Hossain K S M Tozammel, Harutyunyan Hrayr, Ning Yue, Kennedy Brendan, Ramakrishnan Naren, Galstyan Aram
Institute for Data Science & Informatics, University of Missouri, Columbia, MO, United States.
Information Sciences Institute, University of Southern California, Marina del Rey, CA, United States.
Front Artif Intell. 2022 Oct 31;5:893875. doi: 10.3389/frai.2022.893875. eCollection 2022.

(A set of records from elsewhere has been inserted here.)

PR #2525, opened 2023-09-26
AVRO-3852: Upgrade CI tests to Java 21 GA release

iemejia:

## Verifying this change

*(or)*

*(or)*

*(example:)*

## Documentation


iemejia:
Ah oups it seems version 21 is not yet released ok we will have to wait a bit then.
https://github.com/actions/setup-java/issues/541

iemejia:
JDK 21 is available now so we should be good. PTAL @martin-g

lang/java/build.sh
```diff
@@ -34,6 +34,16 @@ main() {
         mvn -B test
         # Test the modules that depend on hadoop using Hadoop 2
         mvn -B test -Phadoop2
+        # Test external avro archetype generation
+        mvn archetype:generate \
+          -DarchetypeGroupId=org.apache.avro \
+          -DarchetypeArtifactId=avro-service-archetype \
+          -DgroupId=org.apache.avro \
```
martin-g, line 41: How does it know which version of the archetype to use ?
I expect something like `-DarchetypeArtifactId=1.12.0-SNAPSHOT` to be specified too.

.github/workflows/test-lang-java.yml
```diff
@@ -43,7 +43,7 @@ jobs:
         - '8'
         - '11'
         - '17'
-        - '21-ea'
+        - '21'
```
martin-g, line 46: Maybe also add `22-ea` ?

iemejia: will do

lang/java/build.sh
iemejia: I did not want to do that to avoid having to update the current version on every release (usually project maintainers tend to forget that). I digged deeper and found that there is a way to do integration tests on maven archetypes so it is maybe a better solution (Avro already was doing it but it was not well configurated for modern maven standards).
https://maven.apache.org/archetype/maven-archetype-plugin/integration-test-mojo.html

I will update this in the PR

iemejia:
I fixed the archetypes integration tests which should pretty much cover the missing validation in each specific Java version. This should be good now. PTAL again @martin-g

martin-g (approved):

Forecasting societal events such as civil unrest, mass protests, and violent conflicts is a challenging problem with several important real-world applications in planning and policy making. While traditional forecasting approaches have typically relied on historical time series for generating such forecasts, recent research has focused on using open source surrogate data for more accurate and timely forecasts. Furthermore, leveraging such data can also help to identify precursors of those events that can be used to gain insights into the generated forecasts. The key challenge is to develop a unified framework for forecasting and precursor identification that can deal with missing historical data. Other challenges include sufficient flexibility in handling different types of events and providing interpretable representations of identified precursors. Although existing methods exhibit promising performance for predictive modeling in event detection, these models do not adequately address the above challenges. Here, we propose a unified framework based on an attention-based long short-term memory (LSTM) model to simultaneously forecast events with sequential text datasets as well as identify precursors at different granularity such as documents and document excerpts. The key idea is to leverage word context in sequential and time-stamped documents such as news articles and blogs for learning a rich set of precursors. We validate the proposed framework by conducting extensive experiments with two real-world datasets-military action and violent conflicts in the Middle East and mass protests in Latin America. Our results show that overall, the proposed approach generates more accurate forecasts compared to the existing state-of-the-art methods, while at the same time producing a rich set of precursors for the forecasted events.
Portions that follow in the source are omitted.